[Instructions to follow]: Take the entries below and print, exactly, the stretch from the line containing "state is CONNECTED" through the line containing "I will update all my PRs next week.", both included.

[Dataset entries]
PR #512, opened 2018-07-04
feat(core): Added SASL DIGEST-MD5 support

StephenSorriaux:
This PR adds support for **DIGEST-MD5** SASL authentification to Zookeeper.

Usage is as same as before except that we can now use the 'sasl' mechanism:
```
zk = KazooClient(hosts='172.20.0.2:2181', auth_data=[('sasl', 'user:password')])
zk.start()
...
```
I mainly followed [Zookeeper's client-server mutual authentication](https://cwiki.apache.org/confluence/display/ZOOKEEPER/Client-Server+mutual+authentication) documentation for this implementation.

It uses the [pure-sasl library](https://github.com/thobbs/pure-sasl) to manage the SASL challenge. It is a very well documented library to use for SASL authentification and can also be used if we want to add a **GSSAPI** support for Zookeeper.

Some tests also have been added.

Thank you

Stephen

### DIFF
--- a/kazoo/protocol/connection.py
+++ b/kazoo/protocol/connection.py
@@ -25,6 +25,7 @@ from kazoo.protocol.serialization import (
     Ping,
     PingInstance,
     ReplyHeader,
+    SASL,
     Transaction,
     Watch,
     int_struct
@@ -39,6 +40,11 @@ from kazoo.retry import (
     ForceRetryError,
     RetryFailedError
 )
+try:
+    from puresasl.client import SASLClient
+    PURESASL_AVAILABLE = True
+except ImportError:
+    PURESASL_AVAILABLE = False
 
 
 log = logging.getLogger(__name__)
@@ -153,6 +159,8 @@ class ConnectionHandler(object):
         self._ro_mode = False
 
         self._connection_routine = None
+
+        self.sasl_cli = None
 
     # This is instance specific to avoid odd thread bug issues in Python
     # during shutdown global cleanup
@@ -416,6 +424,24 @@ class ConnectionHandler(object):
                 async_object.set(True)
         elif header.xid == WATCH_XID:
             self._read_watch_event(buffer, offset)
+        elif self.sasl_cli and not self.sasl_cli.complete:
+            # SASL authentication is not yet finished, this can only
+            # be a SASL packet
+            self.logger.log(BLATHER, 'Received SASL')
+            try:
+                challenge, _ = SASL.deserialize(buffer, offset)
+            except Exception:
+                raise ConnectionDropped('error while SASL authentication.')
+            response = self.sasl_cli.process(challenge)
+            if response:
+                # authentication not yet finished, answering the challenge
+                self._send_sasl_request(challenge=response,
+                                        timeout=client._session_timeout)
+            else:
+                # authentication is ok, state is CONNECTED
+                # remove sensible information from the object
+                client._session_callback(KeeperState.CONNECTED)
+                self.sasl_cli.dispose()
         else:
             self.logger.log(BLATHER, 'Reading for header %r', header)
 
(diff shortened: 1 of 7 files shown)


kazoo/protocol/connection.py
```diff
@@ -1,12 +1,14 @@
 """Zookeeper Protocol Connection Handler"""
 from binascii import hexlify
 from contextlib import contextmanager
+
```
jeffwidman: why the new line? `stdlib` imports should be grouped together per `pep8`

kazoo/protocol/connection.py
```diff
@@ -1,12 +1,14 @@
...
 import logging
 import random
 import select
 import socket
 import sys
 import time
+from puresasl.client import SASLClient
```
jeffwidman: Since this is a 3rd-party lib, it should be an optional dependency (which you correctly handled in the `setup.py`)... So shouldn't this be wrapped in a `try`/`except` to handle the `ImportError` when this library is not available?

StephenSorriaux:
Thank you!

I will update all my PRs next week.

StephenSorriaux:
@jeffwidman I just updated this PR following your advises. In case pure-sasl library is missing, the client will fall back connection to zk without any auth. Example:
```
>>> zk.start()
2018-10-01 12:02:14,215 - kazoo.client - INFO - Connecting to 172.19.0.2:2181
2018-10-01 12:02:14,216 - kazoo.client - DEBUG - Sending request(xid=None): Connect(protocol_version=0, last_zxid_seen=0, time_out=10000, session_id=0, passwd='\x00\x00\x00\x00\x00\x00\x00\x00\x00\x00\x00\x00\x00\x00\x00\x00', read_only=None)
2018-10-01 12:02:14,752 - kazoo.client - WARNING - Pure-sasl library is missing while sasl authentification is configured. Please install pure-sasl library to connect using sasl. Now falling back connecting WITHOUT any authentification.
2018-10-01 12:02:14,752 - kazoo.client - INFO - Zookeeper connection established, state: CONNECTED

--- Zookeeper side
2018-10-01 10:02:14,217 [myid:] - INFO  [NIOServerCxn.Factory:0.0.0.0/0.0.0.0:2181:NIOServerCnxnFactory@215] - Accepted socket connection from /172.19.0.1:44144
2018-10-01 10:02:14,218 [myid:] - INFO  [NIOServerCxn.Factory:0.0.0.0/0.0.0.0:2181:ZooKeeperServer@948] - Client attempting to establish new session at /172.19.0.1:44144
2018-10-01 10:02:14,752 [myid:] - INFO  [SyncThread:0:ZooKeeperServer@693] - Established session 0x10000619e220005 with negotiated timeout 10000 for client /172.19.0.1:44144
```

kazoo/protocol/connection.py
```diff
@@ -660,13 +686,53 @@ def _connect(self, host, port):
...
         else:
-            client._session_callback(KeeperState.CONNECTED)
             self._ro_mode = None
-
-        for scheme, auth in client.auth_data:
-            ap = Auth(0, scheme, auth)
-            zxid = self._invoke(connect_timeout / 1000.0, ap, xid=AUTH_XID)
-            if zxid:
-                client.last_zxid = zxid
+            if client.use_sasl and self.sasl_cli is None:
```
jeffwidman: @StephenSorriaux I just realized you deleted the blank line and indented the following code so that it's under the `else` in 688... why?

Previously it would run regardless of the code in lines 685-689, but now it's only if you hit the `else` clause...

You have paid attention to details in your PR, so my guess is that I'm just not understanding something, so can you clarify?

StephenSorriaux: @jeffwidman You're right, I clearly overlooked this part when adding the behaviour handling the case where pure-sasl's lib is absent. There is no reason not doing auth on RO connection... I'm sorry, I will submit a PR tomorow to fix that

PR #494, opened 2018-02-01
client: Allow SSL use when communicating with Zookeeper, fixes #382

emonty:
Zookeeper 3.5 supports SSL for client communications, this commit
adds support for it on the Kazoo side.

Note that you need to give the client the key, certificate and CA
files.

Co-Authored-By: Monty Taylor <mordred@inaugust.com>

PR #513, opened 2018-07-06
feat(core): Added SSL support

StephenSorriaux:
This PR adds SSL support for Zookeeper connection. I took back the commit from https://github.com/python-zk/kazoo/pull/494

Usage is:
```
zk = KazooClient(hosts='172.20.0.2:2281', use_ssl=True, keyfile='/path/to/key.pem', certfile='/path/to/cert.pem', ca='/path/to/ca.pem', keyfile_password='password')
zk.start()
...
```
When playing with self signed certificate, it is possible to bypass certs verification using the paramater 'verify_certs':
```
zk = KazooClient(hosts='172.20.0.2:2281', use_ssl=True, keyfile='/path/to/key.pem', certfile='/path/to/cert.pem', keyfile_password='password', verify_certs=False)
zk.start()
...
```
I am not sure on how to add tests since I need to add a specific SSL configuration for only these tests and that I may need to dynamically generate certificates and keystore / truststore. I would be grateful if I can get some hints on how to add those tests.

Stephen

### DIFF
--- a/kazoo/handlers/utils.py
+++ b/kazoo/handlers/utils.py
@@ -187,7 +187,8 @@ def create_tcp_socket(module):
 
 def create_tcp_connection(module, address, timeout=None,
                           use_ssl=False, ca=None, certfile=None,
-                          keyfile=None, keyfile_password=None):
+                          keyfile=None, keyfile_password=None,
+                          verify_certs=True):
     end = None
     if timeout is None:
         # thanks to create_connection() developers for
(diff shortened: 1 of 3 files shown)


kazoo/handlers/utils.py
```diff
@@ -194,17 +199,48 @@ def create_tcp_connection(module, address, timeout=None):
...
+                context.load_verify_locations(ca)
+            if certfile and keyfile:
+                context.verify_mode = (
+                    ssl.CERT_REQUIRED if verify_certs else ssl.CERT_NONE
+                )
+                context.load_cert_chain(certfile=certfile,
+                                        keyfile=keyfile,
+                                        password=keyfile_password)
+            try:
+                # Query the address to get back it's address family
```
jeffwidman: no `'` in this case

jeffwidman:
Fixes #382

PR #518, opened 2018-07-25
fix(core): negative timeouts should not be generated

brycedrennan:
Encountered a strange situation where `timeout_at` was set to a negative value.  This caused python sock.settimeout() to throw ValueError('Timeout value out of range',)

The probably-overly-broad `try...except` below couldn't handle the ValueError that was thrown as a result. Thus a TypeError("'ValueError' object is not subscriptable") was thrown.

Dump of variables at the moment the when exception occurred:

```
timeout_at	-6.888538122177124
sock	    None
end	        1532524647.0125406
timeout     10.0
address	    ('10.0.100.82', 2181)
module	    <module 'socket' from '/usr/local/lib/python3.6/socket.py'>
```

This would seem to imply that somehow ~16.8 seconds elapsed between `end` getting set and timeout_at being calculated. Probably a weird edge case.

One other thing, reading the python socket settimeout docs, its wasn't clear to me if the behavior of settimeout(0.0) was to immediately timeout or to have no timeout.  Thus I set it to an _almost_ immediate timeout value.

### DIFF
--- a/kazoo/handlers/utils.py
+++ b/kazoo/handlers/utils.py
@@ -199,7 +199,11 @@ def create_tcp_connection(module, address, timeout=None,
     sock = None
 
     while end is None or time.time() < end:
-        timeout_at = end if end is None else end - time.time()
+        # max() is used to handle a weird edge case where timeout_at
+        # was being set to a negative number. 0.0001 was arbitrarily
+        # picked as a small non-zero number. more info here:
+        # https://github.com/python-zk/kazoo/pull/518
+        timeout_at = end if end is None else max(end - time.time(), 0.0001)
         if use_ssl:
             # Disallow use of SSLv2 and V3 (meaning we require TLSv1.0+)
             context = ssl.SSLContext(ssl.PROTOCOL_SSLv23)


jeffwidman:
This looks excellent, and I'd like to merge. 

Can you amend the inline comment that explains this line of code to also clarify that `max()` is used to handle edge cases where unusual time shift results in negative timeouts?

Also, would you be willing to chase down the behavior of `settimeout(0.0)`? If you're not comfortable reading the Python source, a quick post on StackOverflow or Reddit should provide an answer... If you still need the `0.0001`, it'd be good to have an inline comment explaining the purpose as otherwise it's confusing why that number was chosen. I know it's in git history, but I've seen that munged before, so prefer to have this one annotated in the code.

If we can get these two things handled, I'll happily merge

brycedrennan:
Thanks @jeffwidman , I'll add an explanatory comment.  

With regards to settimeout, I think the documentation is probably clear enough.  I'm just not familiar enough with sockets to confidently interpret the documentation. Here are the relevant explanations from the python documentation. Maybe you or someone else can confidently say 0 is okay given the explanation below?

> If a non-zero value is given, subsequent socket operations will raise a timeout exception if the timeout period value has elapsed before the operation has completed. If zero is given, the socket is put in non-blocking mode. If None is given, the socket is put in blocking mode. ([src](https://docs.python.org/3/library/socket.html#socket.socket.settimeout))

> A socket object can be in one of three modes: blocking, non-blocking, or timeout. Sockets are by default always created in blocking mode, but this can be changed by calling setdefaulttimeout().
> In blocking mode, operations block until complete or the system returns an error (such as connection timed out).
> In non-blocking mode, operations fail (with an error that is unfortunately system-dependent) if they cannot be completed immediately: functions from the select can be used to know when and whether a socket is available for reading or writing.
> In timeout mode, operations fail if they cannot be completed within the timeout specified for the socket (they raise a timeout exception) or if the system returns an error. ([src](https://docs.python.org/3/library/socket.html#socket-timeouts))

brycedrennan:
@jeffwidman Ready for your review again.

I added a comment as well as rebased to address the changes that have occurred in master.

jeffwidman:
Sorry, I haven't had time yet to investigate the `settimeout` bit, I hope to do so later this week or next...

StephenSorriaux:
AFAICT we don't want to put the socket in non-blocking mode since it would change the way we are interacting with it.
Since the problem is caused by the calculation of `end - time.time()` when the process froze before, shouldn't replacing `end - time.time()` with `timeout` be the best way to fix it? It seems to me that we only want to define the timeout value for the socket here, which has already been defined before.

StephenSorriaux:
@brycedrennan Thank you for your PR but I will close it since #534 adressed the same issue and was merged.

PR #521, opened 2018-09-10
KazooRetry: Do uniform jitter over the whole backoff interval

andreasgudmundsson:
The previous implementation would add a fixed amount of jitter around
the calculated back-off time. Retry attempts were thus clustered
around the exponentially spaced backoff points.

This patch does exponential backoff but uniformly spreads the retries
over an interval [0, backoff**attempt]

The following graphs show the connection rate/s when trying to open 20k new connections
to ZK. Each client was configured with, backoff=2, delay=10 and max_delay=180. The ZK in question is rate-limited and that explains the ceiling you see on the second graph. 

**Old Jitter**
The connections attempts come in herds after the current delay interval has passed.
After over 30mins only about 10k connections had been established and that is where I cut-off the graph.

zk_connections_no_jitter

**Uniform Jitter**
The connection attempts reach the rate-limit then after 8 minutes the connection rate
falls below the limit and the remaining clients connect over a period of 5 mins. The whole
process takes 13 minutes.

zk_connections_patched

### DIFF
--- a/kazoo/client.py
+++ b/kazoo/client.py
@@ -79,7 +79,6 @@ _RETRY_COMPAT_DEFAULTS = dict(
     max_retries=None,
     retry_delay=0.1,
     retry_backoff=2,
-    retry_jitter=0.8,
     retry_max_delay=3600,
 )
 
@@ -87,7 +86,6 @@ _RETRY_COMPAT_MAPPING = dict(
     max_retries='max_tries',
     retry_delay='delay',
     retry_backoff='backoff',
-    retry_jitter='max_jitter',
     retry_max_delay='max_delay',
 )
 
--- a/kazoo/retry.py
+++ b/kazoo/retry.py
@@ -42,19 +42,17 @@ class KazooRetry(object):
         SessionExpiredError,
     )
 
-    def __init__(self, max_tries=1, delay=0.1, backoff=2, max_jitter=0.8,
+    def __init__(self, max_tries=1, delay=0.1, backoff=2,
                  max_delay=60, ignore_expire=True, sleep_func=time.sleep,
                  deadline=None, interrupt=None):
         """Create a :class:`KazooRetry` instance for retrying function
-        calls
+        calls with uniform jitter
 
         :param max_tries: How many times to retry the command. -1 means
                           infinite tries.
         :param delay: Initial delay between retry attempts.
         :param backoff: Backoff multiplier between retry attempts.
                         Defaults to 2 for exponential backoff.
-        :param max_jitter: Additional max jitter period to wait between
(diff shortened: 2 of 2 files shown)


kazoo/retry.py
```diff
@@ -129,8 +125,7 @@ def __call__(self, func, *args, **kwargs):
                 if self._attempts == self.max_tries:
                     raise RetryFailedError("Too many retry attempts")
                 self._attempts += 1
-                sleeptime = self._cur_delay + (
-                    random.randint(0, self.max_jitter) / 100.0)
+                sleeptime = random.randint(0, 1+int(self._cur_delay))
```
jeffwidman: style: missing spaces around the `+`

kazoo/client.py
```diff
@@ -79,15 +79,13 @@
...
     retry_backoff=2,
-    retry_jitter=0.8,
     retry_max_delay=3600,
 )
 
 _RETRY_COMPAT_MAPPING = dict(
     max_retries='max_tries',
     retry_delay='delay',
     retry_backoff='backoff',
-    retry_jitter='max_jitter',
```
jeffwidman: Note: Technically this is a backwards-incompatible change as it will stop warning that this is a deprecated param. However, it looks like this has been deprecated for over 5 years since version 1.2: https://github.com/python-zk/kazoo/commit/3d577e4f4167d72e0e1553837b602ac2da2848d0#diff-7d5ec76d88673978d0b9b679863f349dR228

So I'm in agreement with simply removing this altogether.

andreasgudmundsson:
I've changed the commit message so it should pass the commit message guidelines.

kazoo/retry.py
andreasgudmundsson: I pushed a style fix along with an updated commit message.

jeffwidman:
Awesome, merged! Thank you @andreasgudmundsson again for demonstrating with those graphs

andreasgudmundsson:
Thanks for merging the request @jeffwidman. Do you have plans for making a new release?

jeffwidman:
> Do you have plans for making a new release?

There's a couple of submitted PR's that I'm waiting on the owners to rebase/address minor review points and it'd be nice to land those first. So I'll wait a week, and then I'm traveling the following week for work, so probably the week after (3 weeks from now) I'd be willing to cut a release because that way if there's a bug in one of the recently submitted PRs, I'll have the time to merge a fix and cut a second bugfix release. If I forget, please ping me on here.

andreasgudmundsson:
> If I forget, please ping me on here.

Ping

StephenSorriaux:
Hi @andreasgudmundsson , the 2.6.0 release of Kazoo is now live!

PR #524, opened 2018-10-01
fix(recipe): No more memory leak once TreeCache was closed

tonyseek:
The current implementation of TreeCache recipe could not be closed completely because some unexpected references:

1. The registered znode event watchers hold the reference of instancemethod which are bound with `TreeNode` instances
2. The background threads in connection handler keep last reference when they are idle

This pull request fixes those memory leak problems, and verifies that by using `objgraph` in test.

We could guarantee all closed `TreeCache` will be eventually released now. (not immediately since the cycle reference between `TreeNode` and `TreeCache` must be resolved by mark-swap GC of Python)

### DIFF
--- a/kazoo/handlers/gevent.py
+++ b/kazoo/handlers/gevent.py
@@ -69,14 +69,17 @@ class SequentialGeventHandler(object):
             while True:
                 try:
                     func = queue.get()
-                    if func is _STOP:
-                        break
-                    func()
+                    try:
+                        if func is _STOP:
+                            break
+                        func()
+                    except Exception as exc:
+                        log.warning("Exception in worker greenlet")
+                        log.exception(exc)
+                    finally:
+                        del func  # release before possible idle
                 except self.queue_empty:
                     continue
-                except Exception as exc:
-                    log.warning("Exception in worker greenlet")
-                    log.exception(exc)
         return gevent.spawn(greenlet_worker)
 
     def start(self):
--- a/kazoo/tests/test_cache.py
+++ b/kazoo/tests/test_cache.py
@@ -1,17 +1,44 @@
 import gc
+import importlib
 import uuid
 
 from mock import patch, call, Mock
 from nose.tools import eq_, ok_, assert_not_equal, raises
 from objgraph import count as count_refs_by_type
 
-from kazoo.testing import KazooTestCase
+from kazoo.testing import KazooTestHarness
 from kazoo.exceptions import KazooException
 from kazoo.recipe.cache import TreeCache, TreeNode, TreeEvent
 
 
-class KazooTreeCacheTests(KazooTestCase):
+class KazooAdaptiveHandlerTestCase(KazooTestHarness):
+    HANDLERS = (
+        ('kazoo.handlers.gevent', 'SequentialGeventHandler'),
+        ('kazoo.handlers.eventlet', 'SequentialEventletHandler'),
+        ('kazoo.handlers.threading', 'SequentialThreadingHandler'),
+    )
 
+    def setUp(self):
+        self.handler = self.choose_an_installed_handler()
+        self.setup_zookeeper(handler=self.handler)
+
+    def tearDown(self):
+        self.handler = None
+        self.teardown_zookeeper()
+
+    def choose_an_installed_handler(self):
+        for handler_module, handler_class in self.HANDLERS:
+            try:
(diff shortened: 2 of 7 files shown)


tonyseek:
😸 It is ready for review now.

tonyseek:
Hi @jeffwidman, Thanks for you review. The commits have been revised now.

kazoo/handlers/gevent.py
```diff
@@ -69,14 +69,17 @@ def greenlet_worker():
...
-                    func()
+                    try:
+                        if func is _STOP:
+                            break
+                        func()
+                    except Exception as exc:
+                        log.warning("Exception in worker greenlet")
+                        log.exception(exc)
+                    finally:
+                        del func  # release before possible idle
```
tonyseek: > Given the attention to detail in your PR's, I suspect I'm missing something... Is there some reason that it's better to set it to None?

I had set the `func` to `None` for preventing from `NameError` if an exception was raised earlier than `func` was assigned. But it is confusing and `del func` is more explicit that it, I agree with you.

I use the nested `try-except` like the implementation of `SequentialThreadingHandler` now. The `NameError` will never occur here.

tonyseek:
I will keep the branch up-to-date for latest master. The new pushed commits are just for rebasing.

StephenSorriaux:
Hi @tonyseek, thanks for your PR. I will try to give it a review during the week.

kazoo/tests/test_cache.py
```diff
@@ -51,6 +92,27 @@ def spy_client(self, method_name):
         method = getattr(self.client, method_name)
         return patch.object(self.client, method_name, wraps=method)
 
+    def _gc_wait(self):
+        if self.handler.name == 'sequential_threading_handler':
+            while not self.client.handler.completion_queue.empty():
+                self.client.handler.sleep_func(0.1)
+        else:
+            # Let hub of gevent/eventlet be in a short-time loop
```
StephenSorriaux: Should we check here that the queue is empty?

kazoo/tests/test_cache.py
```diff
@@ -1,15 +1,53 @@
...
+    def choose_an_installed_handler(self):
+        for handler_module, handler_class in self.HANDLERS:
+            try:
+                mod = importlib.import_module(handler_module)
+                cls = getattr(mod, handler_class)
+            except ImportError:
+                continue
+            except Exception:
+                logger.warning(
+                    'The handler module %s is imported but could not be used',
```
StephenSorriaux: Did you notice cases where this can happen?

tonyseek: In my cases it only happen when the gevent installation is broken. I should delete it and make it fail fast.

tonyseek: Fixed in 6c0920c

kazoo/tests/test_cache.py
tonyseek: Modified in 6c0920c

kazoo/tests/test_cache.py
```diff
@@ -1,15 +1,48 @@
...
+from objgraph import count as count_refs_by_type
 
-from kazoo.testing import KazooTestCase
+from kazoo.testing import KazooTestHarness
 from kazoo.exceptions import KazooException
 from kazoo.recipe.cache import TreeCache, TreeNode, TreeEvent
 
 
-class KazooTreeCacheTests(KazooTestCase):
+logger = logging.getLogger(__name__)
```
StephenSorriaux: Seems like you can remove this object now since it is not used anymore

kazoo/tests/test_cache.py
```diff
@@ -1,15 +1,48 @@
+import gc
+import importlib
+import logging
```
StephenSorriaux: This import is now useless

StephenSorriaux:
Thanks again for this great PR, it is impressive. I just added 2 small comments... I think we will be ready to merge this PR asap.

tonyseek:
@StephenSorriaux My pleasure. And thank you for your review.

The unused logger has been removed in 4a26c99 now.

StephenSorriaux:
@tonyseek merged to master. Thanks again for your hard work.

jeffwidman:
Great job pushing this through @StephenSorriaux  / @tonyseek

PR #528, opened 2018-10-08
docs: make badges link to travis and pypi

nakulpathak3:
Currently the badges just open a static image of the badges. This makes it so that it opens the actual links to latest travis build and PyPi instead.

[Updated README](https://github.com/python-zk/kazoo/blob/0dfa2670393c6878896bab630825664704c9efe8/README.md).

For context: https://docs.travis-ci.com/user/status-images/ this is where I got the Travis link button command. 
And https://badge.fury.io/for/py/kazoo for the PyPi badge.

**Update**: Moved to using shields.io like it was before instead of badge.fury. Here's the [README](https://github.com/python-zk/kazoo/blob/c79a152668e166321d849aa3ed749264f3eb1b29/README.md) with shields.io.

### DIFF
--- a/README.md
+++ b/README.md
@@ -1,9 +1,9 @@
 Kazoo
 =====
 
-![Travis Build](https://travis-ci.org/python-zk/kazoo.svg?branch=master)
+[![Build Status](https://travis-ci.org/python-zk/kazoo.svg?branch=master)](https://travis-ci.org/python-zk/kazoo)
 
-![Latest Version](https://img.shields.io/pypi/v/kazoo.svg)
+[![PyPI version](https://badge.fury.io/py/kazoo.svg)](https://badge.fury.io/py/kazoo)
 
 `kazoo` implements a higher level API to [Apache
 Zookeeper](http://zookeeper.apache.org/) for Python clients.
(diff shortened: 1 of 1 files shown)


README.md
```diff
@@ -1,9 +1,9 @@
 Kazoo
 =====
 
-![Travis Build](https://travis-ci.org/python-zk/kazoo.svg?branch=master)
+[![Build Status](https://travis-ci.org/python-zk/kazoo.svg?branch=master)](https://travis-ci.org/python-zk/kazoo)
 
-![Latest Version](https://img.shields.io/pypi/v/kazoo.svg)
+[![PyPI version](https://badge.fury.io/py/kazoo.svg)](https://badge.fury.io/py/kazoo)
```
jeffwidman: I don't understand this last one:

1. Why switch away from `shields.io` as the image source?
2. Why is the URL not pointing directly to PyPI? https://pypi.org/project/kazoo/

nakulpathak3: 1. Didn't realize that it was a badge service (thought it was maybe just a static image host or something) until you mentioned it.
2. `badge.fury.io` automatically redirects to PyPi kazoo. It's just the default way to use them as mentioned in their docs.

I've added a commit to switch back to shields.io and just fix the link instead after reading your comment though.

PR #532, opened 2018-10-22
Add "Reviewed by Hound" badge

salbertson:
screenshot 2018-10-22 08 27 03

It looks like there are duplicate status updates for Hound. The capitalized one is the correct update. You should be able to [turn off branch protection](https://github.com/python-zk/kazoo/settings/branches) for `hound` to fix that.


StephenSorriaux:
Thank you, it looks nice!

I personnaly don't have the right to change branches' configuration, I just told the team to check it.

[The completed task]:
+                # authentication is ok, state is CONNECTED
+                # remove sensible information from the object
+                client._session_callback(KeeperState.CONNECTED)
+                self.sasl_cli.dispose()
         else:
             self.logger.log(BLATHER, 'Reading for header %r', header)
 
(diff shortened: 1 of 7 files shown)


kazoo/protocol/connection.py
```diff
@@ -1,12 +1,14 @@
 """Zookeeper Protocol Connection Handler"""
 from binascii import hexlify
 from contextlib import contextmanager
+
```
jeffwidman: why the new line? `stdlib` imports should be grouped together per `pep8`

kazoo/protocol/connection.py
```diff
@@ -1,12 +1,14 @@
...
 import logging
 import random
 import select
 import socket
 import sys
 import time
+from puresasl.client import SASLClient
```
jeffwidman: Since this is a 3rd-party lib, it should be an optional dependency (which you correctly handled in the `setup.py`)... So shouldn't this be wrapped in a `try`/`except` to handle the `ImportError` when this library is not available?

StephenSorriaux:
Thank you!

I will update all my PRs next week.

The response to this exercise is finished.